__ABOUT THIS TASK__.
Show every line from the data below that includes "prefix".

[Data entries]
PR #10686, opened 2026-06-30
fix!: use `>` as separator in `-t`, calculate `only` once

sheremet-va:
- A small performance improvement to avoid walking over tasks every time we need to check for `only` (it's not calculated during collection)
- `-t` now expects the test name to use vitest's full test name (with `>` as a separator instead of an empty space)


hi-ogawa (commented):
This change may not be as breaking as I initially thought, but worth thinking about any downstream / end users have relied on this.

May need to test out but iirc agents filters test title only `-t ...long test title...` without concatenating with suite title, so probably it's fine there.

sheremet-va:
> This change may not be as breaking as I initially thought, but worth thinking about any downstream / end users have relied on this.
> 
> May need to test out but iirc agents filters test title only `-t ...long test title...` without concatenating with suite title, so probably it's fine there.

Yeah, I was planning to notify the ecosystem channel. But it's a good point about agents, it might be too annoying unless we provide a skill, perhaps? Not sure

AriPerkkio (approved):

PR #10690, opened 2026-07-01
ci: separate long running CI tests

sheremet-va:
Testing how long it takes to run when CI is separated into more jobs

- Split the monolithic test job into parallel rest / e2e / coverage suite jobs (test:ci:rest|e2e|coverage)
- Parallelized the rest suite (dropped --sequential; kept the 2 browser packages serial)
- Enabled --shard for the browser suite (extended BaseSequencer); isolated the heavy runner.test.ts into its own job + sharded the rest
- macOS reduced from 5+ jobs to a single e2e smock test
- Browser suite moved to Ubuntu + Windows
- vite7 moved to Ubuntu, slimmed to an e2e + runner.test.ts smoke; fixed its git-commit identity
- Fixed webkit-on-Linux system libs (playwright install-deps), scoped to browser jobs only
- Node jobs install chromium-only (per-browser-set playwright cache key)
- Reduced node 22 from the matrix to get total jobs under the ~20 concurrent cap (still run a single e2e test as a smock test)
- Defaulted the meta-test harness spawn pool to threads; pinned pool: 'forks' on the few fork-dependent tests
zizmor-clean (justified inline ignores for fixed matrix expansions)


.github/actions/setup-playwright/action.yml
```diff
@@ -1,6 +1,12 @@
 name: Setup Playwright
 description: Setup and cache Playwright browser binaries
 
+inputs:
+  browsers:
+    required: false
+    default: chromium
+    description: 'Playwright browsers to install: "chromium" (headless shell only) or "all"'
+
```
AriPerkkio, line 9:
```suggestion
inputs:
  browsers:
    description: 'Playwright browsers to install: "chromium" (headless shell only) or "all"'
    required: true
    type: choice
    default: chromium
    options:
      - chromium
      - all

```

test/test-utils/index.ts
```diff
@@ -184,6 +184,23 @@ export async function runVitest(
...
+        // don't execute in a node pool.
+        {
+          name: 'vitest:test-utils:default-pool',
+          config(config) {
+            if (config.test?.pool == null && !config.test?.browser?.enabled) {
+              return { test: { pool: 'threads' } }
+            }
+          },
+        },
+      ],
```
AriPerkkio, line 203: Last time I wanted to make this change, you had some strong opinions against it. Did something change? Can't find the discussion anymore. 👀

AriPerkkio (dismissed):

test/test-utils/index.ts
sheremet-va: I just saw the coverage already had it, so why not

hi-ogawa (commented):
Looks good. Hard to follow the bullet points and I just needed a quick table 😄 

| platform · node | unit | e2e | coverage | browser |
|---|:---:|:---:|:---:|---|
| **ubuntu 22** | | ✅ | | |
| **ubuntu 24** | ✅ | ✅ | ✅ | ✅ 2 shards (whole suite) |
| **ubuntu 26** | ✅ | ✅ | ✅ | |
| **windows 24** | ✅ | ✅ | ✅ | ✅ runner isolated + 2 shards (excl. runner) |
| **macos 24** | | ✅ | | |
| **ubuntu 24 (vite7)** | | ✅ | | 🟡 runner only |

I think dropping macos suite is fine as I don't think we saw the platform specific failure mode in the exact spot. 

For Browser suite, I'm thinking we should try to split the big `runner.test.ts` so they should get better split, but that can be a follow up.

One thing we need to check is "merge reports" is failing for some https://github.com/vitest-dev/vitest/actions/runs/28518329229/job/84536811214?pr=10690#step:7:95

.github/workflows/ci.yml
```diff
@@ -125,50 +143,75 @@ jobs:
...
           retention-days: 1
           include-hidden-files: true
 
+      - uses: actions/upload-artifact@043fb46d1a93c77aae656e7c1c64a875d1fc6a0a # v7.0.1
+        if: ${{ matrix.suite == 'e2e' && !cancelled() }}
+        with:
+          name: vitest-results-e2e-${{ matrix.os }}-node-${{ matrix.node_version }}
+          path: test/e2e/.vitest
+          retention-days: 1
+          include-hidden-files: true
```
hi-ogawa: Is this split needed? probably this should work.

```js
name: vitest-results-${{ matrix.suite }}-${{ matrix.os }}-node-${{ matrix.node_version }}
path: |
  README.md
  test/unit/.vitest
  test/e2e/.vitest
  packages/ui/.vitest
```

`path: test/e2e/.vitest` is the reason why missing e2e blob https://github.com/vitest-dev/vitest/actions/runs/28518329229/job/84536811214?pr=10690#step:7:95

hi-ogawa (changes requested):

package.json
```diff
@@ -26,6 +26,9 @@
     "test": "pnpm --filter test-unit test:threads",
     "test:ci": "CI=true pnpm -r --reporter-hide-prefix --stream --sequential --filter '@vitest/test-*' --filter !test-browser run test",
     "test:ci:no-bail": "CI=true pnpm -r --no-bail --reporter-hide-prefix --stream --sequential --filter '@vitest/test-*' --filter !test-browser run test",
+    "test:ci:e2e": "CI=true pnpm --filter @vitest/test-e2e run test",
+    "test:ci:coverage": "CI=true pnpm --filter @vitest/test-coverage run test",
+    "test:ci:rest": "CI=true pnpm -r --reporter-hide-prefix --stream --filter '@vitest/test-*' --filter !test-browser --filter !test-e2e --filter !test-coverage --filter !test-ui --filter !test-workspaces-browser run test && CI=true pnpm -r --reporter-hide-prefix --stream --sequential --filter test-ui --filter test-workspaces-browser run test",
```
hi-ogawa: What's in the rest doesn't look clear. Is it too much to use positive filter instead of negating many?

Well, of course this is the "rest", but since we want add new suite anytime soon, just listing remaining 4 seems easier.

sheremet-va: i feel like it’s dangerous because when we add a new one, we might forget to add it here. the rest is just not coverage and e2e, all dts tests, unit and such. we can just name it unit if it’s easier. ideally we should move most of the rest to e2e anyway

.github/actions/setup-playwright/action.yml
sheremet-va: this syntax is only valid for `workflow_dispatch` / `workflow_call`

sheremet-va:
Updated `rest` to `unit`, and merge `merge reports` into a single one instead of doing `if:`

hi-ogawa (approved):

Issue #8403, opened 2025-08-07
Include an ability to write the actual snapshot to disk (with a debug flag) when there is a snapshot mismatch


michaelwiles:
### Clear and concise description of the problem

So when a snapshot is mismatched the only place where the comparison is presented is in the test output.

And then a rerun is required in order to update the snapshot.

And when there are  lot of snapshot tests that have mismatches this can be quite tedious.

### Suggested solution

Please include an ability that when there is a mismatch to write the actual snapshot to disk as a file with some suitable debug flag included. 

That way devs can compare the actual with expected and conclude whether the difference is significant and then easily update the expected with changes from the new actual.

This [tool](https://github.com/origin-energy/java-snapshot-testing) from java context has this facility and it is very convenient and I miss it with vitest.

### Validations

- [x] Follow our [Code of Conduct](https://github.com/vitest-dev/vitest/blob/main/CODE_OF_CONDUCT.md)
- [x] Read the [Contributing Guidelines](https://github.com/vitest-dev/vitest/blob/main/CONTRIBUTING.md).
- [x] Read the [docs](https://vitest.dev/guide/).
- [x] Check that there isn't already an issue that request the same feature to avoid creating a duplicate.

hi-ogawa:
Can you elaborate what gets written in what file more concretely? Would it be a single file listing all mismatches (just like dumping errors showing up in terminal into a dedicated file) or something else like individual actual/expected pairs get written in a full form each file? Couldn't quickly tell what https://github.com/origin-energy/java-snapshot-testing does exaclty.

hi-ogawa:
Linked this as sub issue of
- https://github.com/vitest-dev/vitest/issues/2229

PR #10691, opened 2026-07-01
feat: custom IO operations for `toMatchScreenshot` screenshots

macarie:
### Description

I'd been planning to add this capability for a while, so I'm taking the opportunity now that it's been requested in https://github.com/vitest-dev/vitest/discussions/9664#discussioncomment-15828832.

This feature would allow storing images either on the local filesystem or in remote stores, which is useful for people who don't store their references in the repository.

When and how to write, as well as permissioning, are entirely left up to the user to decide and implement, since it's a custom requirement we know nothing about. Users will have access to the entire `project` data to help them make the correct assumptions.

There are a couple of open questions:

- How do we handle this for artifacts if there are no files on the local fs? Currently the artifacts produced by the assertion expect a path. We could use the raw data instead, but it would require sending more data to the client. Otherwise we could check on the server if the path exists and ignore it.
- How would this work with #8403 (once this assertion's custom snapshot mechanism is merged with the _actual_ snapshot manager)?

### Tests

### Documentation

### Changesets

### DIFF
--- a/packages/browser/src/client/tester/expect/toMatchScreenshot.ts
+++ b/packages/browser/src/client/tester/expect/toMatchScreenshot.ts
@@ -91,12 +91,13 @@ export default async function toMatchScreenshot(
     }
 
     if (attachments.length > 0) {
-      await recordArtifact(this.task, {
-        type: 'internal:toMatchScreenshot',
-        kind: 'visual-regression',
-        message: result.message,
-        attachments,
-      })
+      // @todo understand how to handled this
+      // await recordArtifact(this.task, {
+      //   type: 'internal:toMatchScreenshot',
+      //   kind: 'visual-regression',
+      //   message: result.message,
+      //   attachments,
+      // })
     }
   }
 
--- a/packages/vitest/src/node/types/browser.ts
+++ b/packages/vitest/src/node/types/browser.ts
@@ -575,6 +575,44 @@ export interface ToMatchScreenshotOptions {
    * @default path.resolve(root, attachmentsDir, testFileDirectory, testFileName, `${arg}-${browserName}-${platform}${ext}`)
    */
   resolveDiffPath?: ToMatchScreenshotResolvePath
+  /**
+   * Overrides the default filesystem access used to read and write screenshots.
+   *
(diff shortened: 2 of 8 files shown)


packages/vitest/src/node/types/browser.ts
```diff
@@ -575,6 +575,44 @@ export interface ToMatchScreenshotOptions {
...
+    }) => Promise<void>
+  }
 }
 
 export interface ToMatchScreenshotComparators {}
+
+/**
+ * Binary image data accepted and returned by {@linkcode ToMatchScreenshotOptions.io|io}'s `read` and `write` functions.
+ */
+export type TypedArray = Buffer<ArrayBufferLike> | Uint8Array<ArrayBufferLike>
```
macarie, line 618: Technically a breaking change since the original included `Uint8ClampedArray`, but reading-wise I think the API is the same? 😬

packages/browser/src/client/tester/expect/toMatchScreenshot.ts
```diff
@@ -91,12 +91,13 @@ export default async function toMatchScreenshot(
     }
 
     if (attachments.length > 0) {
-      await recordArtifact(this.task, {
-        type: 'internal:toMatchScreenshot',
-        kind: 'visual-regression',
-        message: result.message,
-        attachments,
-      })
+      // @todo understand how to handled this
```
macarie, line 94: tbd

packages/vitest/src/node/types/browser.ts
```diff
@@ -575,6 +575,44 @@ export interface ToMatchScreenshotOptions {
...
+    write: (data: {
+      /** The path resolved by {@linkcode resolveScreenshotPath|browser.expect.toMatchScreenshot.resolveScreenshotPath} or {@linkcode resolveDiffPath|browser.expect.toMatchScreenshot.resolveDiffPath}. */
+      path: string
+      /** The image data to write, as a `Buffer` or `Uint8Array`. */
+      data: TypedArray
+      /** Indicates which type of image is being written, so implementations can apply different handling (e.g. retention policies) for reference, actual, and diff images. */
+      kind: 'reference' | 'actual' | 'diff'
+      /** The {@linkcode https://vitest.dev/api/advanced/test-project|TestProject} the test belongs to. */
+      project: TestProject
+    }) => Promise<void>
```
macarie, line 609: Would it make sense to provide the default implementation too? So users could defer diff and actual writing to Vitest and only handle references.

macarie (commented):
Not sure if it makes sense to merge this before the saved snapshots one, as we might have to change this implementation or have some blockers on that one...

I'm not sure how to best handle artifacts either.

__REPLY__.
     "test:ci": "CI=true pnpm -r --reporter-hide-prefix --stream --sequential --filter '@vitest/test-*' --filter !test-browser run test",
     "test:ci:no-bail": "CI=true pnpm -r --no-bail --reporter-hide-prefix --stream --sequential --filter '@vitest/test-*' --filter !test-browser run test",
+    "test:ci:rest": "CI=true pnpm -r --reporter-hide-prefix --stream --filter '@vitest/test-*' --filter !test-browser --filter !test-e2e --filter !test-coverage --filter !test-ui --filter !test-workspaces-browser run test && CI=true pnpm -r --reporter-hide-prefix --stream --sequential --filter test-ui --filter test-workspaces-browser run test",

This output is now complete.